Task inputs START
PR #1710, opened 2021-03-25
JSUI-3210 add fallback for full range request when it is completely empty

olamothe:
To retrieve the "full range" from the index, on first load, when we cannot know for sure what is the full range of the index due to other filters active in the interface, we perform an additional group by requests for the slider ( `groupByRequestForFullRange` ).

It clones the "normal" group by request from the slider facet, and tries to tweak it to remove any filter it might contain, except the `constantQueryOverride` (that one, we still want to apply, since it comes from a Tab/is not dynamic based on user input).

There was a bug when no tab were present with any filter applied, we'd get a completely empty "query override" payload for the `groupByRequestForFullRange`.

When that happens, it defats the whole purpose of that request, since now all the filters from the main query get applied to the group by request, exactly as if it was a "normal" facet request.

AKA: it was unable to retrieve the full range of results.

`@uri` in advanced query override is essentially a query for "all documents", since all documents in a Coveo index contains an `uri`.

https://coveord.atlassian.net/browse/JSUI-3210

### DIFF
--- a/src/controllers/FacetSliderQueryController.ts
+++ b/src/controllers/FacetSliderQueryController.ts
@@ -59,9 +59,7 @@ export class FacetSliderQueryController {
     if (!this.isAValidRangeResponse(args)) {
       const logger = new Logger(this);
       logger.error(
-        `Cannot instantiate FacetSlider for this field : ${
-          this.facet.options.field
-        }. It needs to be configured as a numerical field in the index`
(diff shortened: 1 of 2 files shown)


samisayegh (approved):
Unrelated to the PR, I see the commit does not have the jira associated with it. I think running `yarn install` will add the husky git hook.

ThibodeauJF (approved):

PR #1716, opened 2021-03-31
JSUI-3213 update underscore; fix tests

samisayegh:
Updating underscore causes tests that are mocking underscore's `debounce` function, or using jasmine.clock to fail.

I did not find a way to make them pass using `jasmine.clock` or `Promise.resolve`. I also get blocked when trying to override the method using a jasmine spy.

```
debounce is not declared writable or has no setter
```

The simplest solution I found was to let the test run with debounce, and use setTimeout's with the correct delay before asserting.

https://coveord.atlassian.net/browse/JSUI-3213

### DIFF
--- a/src/ui/CategoryFacet/CategoryFacetSearch.ts
+++ b/src/ui/CategoryFacet/CategoryFacetSearch.ts
@@ -1,6 +1,6 @@
 import { CategoryFacet } from './CategoryFacet';
 import { FacetSearchElement } from '../Facet/FacetSearchElement';
-import { pluck, debounce, last } from 'underscore';
+import { pluck, debounce as _debounce, last } from 'underscore';
 import { $$, Dom } from '../../utils/Dom';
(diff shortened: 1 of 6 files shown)


src/ui/CategoryFacet/CategoryFacetSearch.ts
```diff
@@ -14,6 +14,13 @@ import { IIndexFieldValue } from '../../rest/FieldValue';
 import { AccessibleButton } from '../../utils/AccessibleButton';
 import * as Globalize from 'globalize';
 
+type Debounce = <T extends Function>(fn: T, wait: number, immediate?: boolean) => T;
```
ThibodeauJF, line 17: type could be extracted

ThibodeauJF (approved):
Like you I'm not a fan of it but it seems like a reasonable approach to fix the tests

olamothe (approved):

PR #1721, opened 2021-04-21
Fix infinite loop in highlights for special cases [JSUI-3222]

tedre191:
For the cases where the termsToHighlight  are exactly the same as the phrasesToHighlight  and that the text to highlight starts with a word delimiter, an infinite loop occurs. Validating that there is a unique term to highlight prior to execute the regex fixes the issue. If there's no unique terms to highlight there's no point in running the regex anyway.

https://coveord.atlassian.net/browse/JSUI-3222
https://discuss.coveo.com/t/performance-mem-leaks-issues-with-terms-to-highlights/5604/9

### DIFF
--- a/src/utils/StreamHighlightUtils.ts
+++ b/src/utils/StreamHighlightUtils.ts
@@ -82,11 +82,7 @@ export function getRestHighlightsForAllTerms(
   opts: IStreamHighlightOptions
 ): IHighlight[] {
   const indexes = [];
-  const termsFromPhrases = _.chain(phrasesToHighlight)
-    .values()
-    .map(_.keys)
-    .flatten()
-    .value();
+  const termsFromPhrases = _.chain(phrasesToHighlight).values().map(_.keys).flatten().value();
 
   _.each(termsToHighlight, (terms: string[], term: string) => {
     const uniqueTermsToHighlight = _.chain([term])
@@ -96,6 +92,10 @@ export function getRestHighlightsForAllTerms(
       .map(Utils.escapeRegexCharacter)
       .sortBy('length')
       .value();
+
+    if (uniqueTermsToHighlight.length === 0) {
+      return;
+    }
 
     const regex = `${regexStart}${uniqueTermsToHighlight.join('|')})(?=(?:${wordBoundary}|$)+)`;
     const indexesFound = StringUtils.getHighlights(toHighlight, new RegExp(regex, opts.regexFlags), term);
--- a/unitTests/ui/CoreHelpersTest.ts
+++ b/unitTests/ui/CoreHelpersTest.ts
@@ -96,8 +96,11 @@ export function CoreHelperTest() {
       );
     });
 
-    it('highlightStreamText should not crash in case of duplicate terms on a text that starts with a word delimiter', () => {
+    it('highlightStreamText should not hang in case of duplicate terms on a text that starts with a word delimiter', () => {
+      // A "bad text" is any text that starts with a "word delimiter".
       const toHighlight = `'This is a bad text`;
+
+      // The only "term" needs to be in both the "terms" and the "phrases".
       const terms: IHighlightTerm = { aTerm: [] };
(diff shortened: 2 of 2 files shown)


src/utils/StreamHighlightUtils.ts
```diff
@@ -97,6 +93,10 @@ export function getRestHighlightsForAllTerms(
       .sortBy('length')
       .value();
 
+    if (uniqueTermsToHighlight.length === 0) {
+      return;
```
samisayegh, line 97: Should we return an empty array here since the return signature is `IHighlight[]`?

unitTests/ui/CoreHelpersTest.ts
```diff
@@ -95,6 +96,14 @@ export function CoreHelperTest() {
       );
     });
 
+    it('highlightStreamText should not crash in case of duplicate terms on a text that starts with a word delimiter', () => {
+      const toHighlight = `'This is a bad text`;
+      const terms: IHighlightTerm = { aTerm: [] };
+      const phrases: IHighlightPhrase = { aTerm: terms };
+
+      expect(TemplateHelpers.getHelper('highlightStreamText')(toHighlight, terms, phrases)).toEqual(_.escape(toHighlight));
```
samisayegh, line 104: Why is `toHighlight` escaped in the assertion?

unitTests/ui/CoreHelpersTest.ts
```diff
@@ -95,6 +96,14 @@ export function CoreHelperTest() {
       );
     });
 
+    it('highlightStreamText should not crash in case of duplicate terms on a text that starts with a word delimiter', () => {
+      const toHighlight = `'This is a bad text`;
```
samisayegh, line 100: Why is the value of `toHighlight` considered bad text here? Is it because of the single quote at the start?

The test description also mentions "duplicate terms", but I don't see a duplicate in the test setup?

samisayegh (approved):

unitTests/ui/CoreHelpersTest.ts
tedre191: The highlightStreamText helper will escape the text to highlight; the single quote will get html encoded as part of its normal operation.

unitTests/ui/CoreHelpersTest.ts
tedre191: Yes, because of the single quote; I'll add a comment to explain the corner case. The duplicate terms refer to this piece of code (same "aTerm" in both the "terms" and "phrases".

```
      const terms: IHighlightTerm = { aTerm: [] };
      const phrases: IHighlightPhrase = { aTerm: terms };
```

src/utils/StreamHighlightUtils.ts
tedre191: The return statement is in an anonymous function, in the _.each. It does not return the whole function, it just stops the loop.

unitTests/ui/CoreHelpersTest.ts
olamothe: Since the test description is `should not crash`, would `expect(()=> TemplateHelpers.getHelper('highlightStreamText')(toHighlight, terms, phrases)).not.toThrow()` be a better test ?

olamothe (approved):

olamothe:
Thanks a lot for the investigation/fix !

unitTests/ui/CoreHelpersTest.ts
tedre191: "not crash" might not be the right words, it will "hang", loop/freeze the tests, and crash when there's no more RAM to consume. I tried setting a timeout but the chromium process doesn't stop and keeps looping (I had to task kill it).

I'll rename the test to better describe the issue.

ThibodeauJF (approved):

tedre191:
Doesn't look like a have the rights to merge this myself; feel free to do it if you can 😄

PR #1722, opened 2021-04-21
make result list respect the desktop/mobile/table layouts option of result layout selector

olamothe:
We have the option on ResultLayoutSelector to specify which layout is valid for which screen size.

The ResultList component would not respect that option and could enable themselves, even if their layout did not respect those that should be currently allowed.

End result being that you could see 2 different result list activated for a single query even if you manually specified that you only want a given layout for a given screen size.

https://coveord.atlassian.net/browse/JSUI-3221

### DIFF
--- a/src/ui/ResultList/ResultList.ts
+++ b/src/ui/ResultList/ResultList.ts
Task inputs END
> [Task description]:
Exactly the lines from the one with "tedre191: The return" through the end of the entries, both included, should be written out, and no others.

> [Result below]:
tedre191: The return statement is in an anonymous function, in the _.each. It does not return the whole function, it just stops the loop.

unitTests/ui/CoreHelpersTest.ts
olamothe: Since the test description is `should not crash`, would `expect(()=> TemplateHelpers.getHelper('highlightStreamText')(toHighlight, terms, phrases)).not.toThrow()` be a better test ?

olamothe (approved):

olamothe:
Thanks a lot for the investigation/fix !

unitTests/ui/CoreHelpersTest.ts
tedre191: "not crash" might not be the right words, it will "hang", loop/freeze the tests, and crash when there's no more RAM to consume. I tried setting a timeout but the chromium process doesn't stop and keeps looping (I had to task kill it).

I'll rename the test to better describe the issue.

ThibodeauJF (approved):

tedre191:
Doesn't look like a have the rights to merge this myself; feel free to do it if you can 😄

PR #1722, opened 2021-04-21
make result list respect the desktop/mobile/table layouts option of result layout selector

olamothe:
We have the option on ResultLayoutSelector to specify which layout is valid for which screen size.

The ResultList component would not respect that option and could enable themselves, even if their layout did not respect those that should be currently allowed.

End result being that you could see 2 different result list activated for a single query even if you manually specified that you only want a given layout for a given screen size.

https://coveord.atlassian.net/browse/JSUI-3221

### DIFF
--- a/src/ui/ResultList/ResultList.ts
+++ b/src/ui/ResultList/ResultList.ts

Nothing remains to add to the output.